721 is not on any E literatrure and even Scott admitted its really close to discontinued. I HOPE I AM WRONG, only time will tell.....


----------



## jcrash (Jul 22, 2002)

Bob Haller said:


> Imagine your Dish. You sold a small number of 721s, it was never very popular
> no doubt because of its high price. Now the software was never really polished,
> and the latest software release sadly introduced some new problems too. Its now
> out of production and your selling whats left in inventory.
> ...


it aint that broke...


----------



## Bob Haller (Mar 24, 2002)

jcrash said:


> it aint that broke...


Ahh do you still say that given the latest software bugs?


----------



## Ron Barry (Dec 10, 2002)

Bob, 

Based on a number of your posts and that I am under the impression the 921 is based off the 721 software, I thought I would poll the group to see if the 721 is reliable. So far most people have said yes it is reliable. 

As for fixing 721 problems. Dish has been known to update software even on ther 4900 models long after they have moved on to new versions. If the 921 is based off the 721, I would expect defects common to both platforms to be fixed and usually there is a sustaining team that will continue to clean things up.
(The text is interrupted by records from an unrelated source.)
PR #52, opened 2023-01-06
feat: add a util to check if it's in an integration test

yolocs:
Use this to skip integration test in unit test so we can run test uniformly with `go test ./...`

```go
func TestMyIntegration(t *testing.T) {
  testutil.SkipIfNotIntegration()
  // Test stuff
}
```

Follow up - update lumberjack / jvs to use this to skip integration test.

### DIFF
--- a/testutil/integ.go
+++ b/testutil/integ.go
@@ -18,6 +18,7 @@ import (
 	"log"
 	"os"
 	"strconv"
+	"testing"
 )
 
 // IsIntegration checks env var TEST_INTEGRATION and consider that we're in an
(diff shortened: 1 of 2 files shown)


testutil/integ.go
```diff
@@ -0,0 +1,45 @@
...
+// IsIntegration checks env var TEST_INTEGRATION and consider that we're in an
+// integration test if it's set to true.
+func IsIntegration() bool {
+	integVal := os.Getenv("TEST_INTEGRATION")
+	if integVal == "" {
+		return false
+	}
+	isInteg, err := strconv.ParseBool(integVal)
+	if err != nil {
+		log.Printf("WARNING: failed to parse TEST_INTEGRATION; will default to 'false': %v", err)
```
drevell, line 33: Optional: you might consider returning an error here. If the user provides TEST_INTEGRATION=TRUe (with an erroneous lower-case "e") then the test will be silently skipped, and the user could be misled into thinking that their test passed.

This might be overengineering 😄

drevell (approved):

testutil/integ.go
yolocs: I've debated with myself :) But now you voted...

drevell (approved):
LGTM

Maybe no new features will get added, but I am sure dish will fix any nasty bugs contained in the 721. If there are any.

Based on all the posts I have seen from you, I was under the impression that this product was bug ridden and useless. If this was the case, the 921 would have not hope in my eyes. I have personally come to the conclusion that is not the case.. I am sure there are issues, but not to the level that you seem to indicate. 

Since you seem to be considering the jump to D*, I am suprised at your continue effort to drive the point home over and over again. I think it is safe to say, you are not happy with your 721. You have had a lot of issues with E* and maybe D* would be a better place for you. 

So my take is that the 721 will get less attention, but they will not stop working at stablizing the software. Also, if I recall you have a huge number of timers... My suggestiong is drop the number down and see if stability is acheived. Maybe you have already done this, but I thought I would through it out. 

My 2 cents.


----------



## Bob Haller (Mar 24, 2002)

Honestly once my dishpro problems and lost tuner issues were settled we were complacent. Then almost immediately the downloaded this latest buggy software. Most posters here admit they prefer the old one. It was pretty stable and had few bugs.

Now the only question is how long will it take for E to fix this software? After all it took a year for its release. With all the new boxes coming out how much of a priority will the discontinued 721 have?

My bad attitude is partially from personal experience and partial;ly from some E insiders who are very concerned at the direction their company as taken. Workers wonder why things have changed just like some of us do. 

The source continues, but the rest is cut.